**What you will do:**
Print out the full listing below, word for word.

**Collected data:**
━━━━━━━━━━
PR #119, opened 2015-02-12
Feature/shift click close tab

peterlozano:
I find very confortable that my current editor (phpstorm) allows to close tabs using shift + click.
━━━━━━━━━━
**Answer box:**
PR #119, opened 2015-02-12
Feature/shift click close tab

peterlozano:
I find very confortable that my current editor (phpstorm) allows to close tabs using shift + click.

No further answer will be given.